Monetary policy expert discounts talk of dong depreciation
In the context of a growing trade deficit, Associate Professor Dr. Tran Hoang Ngan, a member of the National Advisory Committee for Monetary Policy, talked with Tuoi Tre newspaper about the outlook for the value of Vietnam’s currency, the dong, against foreign currencies.
Ngan said recent data showing an increasing trade deficit has raised expectations that the dong will lose value against foreign currencies. However, he explained, “it is necessary to see the overall context of our trade deficit.
In the first six months of 2009, Vietnam’s exports were valued at $27 billion, while imports were over $29 billion, in other words, the trade deficit was $2.1 billion. That figure is not worrying. Our export turnover was 10 percent below the same period of 2008, while the import turnover decreased more sharply -- 34 percent, so the first half 2009 trade deficit was in fact smaller than in the past.
“Remember, we anticipated that our full year 2009 trade deficit will reach $8-10 billion. So, considering that it was only $2 billion in the first six months, even if it rises in the second half of 2009 we will hold the deficit below the target, and the deficit will not cause worries like in 2008.
“A trade deficit is a situation where the amount of foreign currencies we spend to import commodities is bigger than the amount we get from exporting commodities. However, we can make up the deficit with other sources of foreign currencies, including remittances, that is, money sent to Vietnam by overseas Vietnamese, foreign direct investment and official development assistance. Remittances alone are expected to reach $6 billion in 2009.”
Tuoi Tre: A lot of businesses are finding it difficult to acquire foreign exchange. Is that the result of the effort to control trade deficit or of a foreign currency shortage?
Professor Ngan: Importers of essential goods still have enough foreign currency to import products. It is true that some businesses here and there are short of foreign currencies.
It is because businesses try to hoard foreign currencies, not converting them into dong, because they expect the dong to lose value against those foreign currencies.
The exchange rate performance in the first half of the year
As the result, commercial banks are short of dollars, pounds, yen, marks and so forth to sell to other businesses. Meanwhile, they have plenty of foreign currency to loan to businesses, but no one wants to borrow in foreign currencies at this moment.
This situation is also in part a result of Government efforts to control the trade deficit and encourage people to use domestically made products. It is understandable if the enterprises which import luxury products arrange to buy dollars on the free market . This has pushed up the free market price of dollars and caused people to expect that the exchange rate will increase further.
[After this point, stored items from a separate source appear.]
PR #318, opened 2016-11-03
Update unit tests for changes made to resolve #303

### LINKED ISSUE #303: Support plugin/preset definitions without prefixes in .babelrc

zdoc01:
See issue #303 and PR #305 for more information. Covers cases in `configs/babel.js` where babel dependencies are resolved. Let me know if you have any issues with the approach.

### DIFF
--- a/.babelrc
+++ b/.babelrc
@@ -2,7 +2,7 @@
   "presets": ["react", ["latest", { "modules": false }]],
   "env": {
     "development": {
-      "plugins": ["babel-plugin-transform-react-jsx-source"]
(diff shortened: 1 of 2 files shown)


delambo:
Thanks @zdoc01!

I think that the enterprises, instead of breaking the law by purchasing foreign currencies on the free market or purchasing foreign currencies at the prices higher than the official ceiling, should think of borrowing dollars from banks. The lending interest rate on dollars has decreased to 3 percent per annum, a relatively low level.
TT: Why have foreign currencies been selling for higher than the official ceiling, while the exchange rate is still being controlled by the State Bank of Vietnam?
Professor Ngan: Beginning July 1, the State Bank will conduct inspections to ensure that all businesses and individuals obey the laws on foreign currency management. As far as I know, some bank directors were dismissed recently, after the State Bank audited their implementation of the regulation on ceiling lending interest rate. I think that first of all, we need to be sure that all members of society obey the current laws, and then we can think of intervening to stabilize the market .
TT: Many businesses believe that the dollar will appreciate, because they think the State will follow a policy of devaluing the dong to encourage exports. What do you think about this?
Professor Ngan: Exports have been decreasing because of the lower demand in the world, not because of our monetary policy. Therefore, we should not think of encouraging exports by devaluing our currency, but with trade promotion and other measures.
I don’t think inflation is a problem in 2009. The increase in goods prices was only 2.68 percent in the first half of 2009. The government target is to keep inflation below 10 percent this year, so it’s not likely to influence the exchange rate.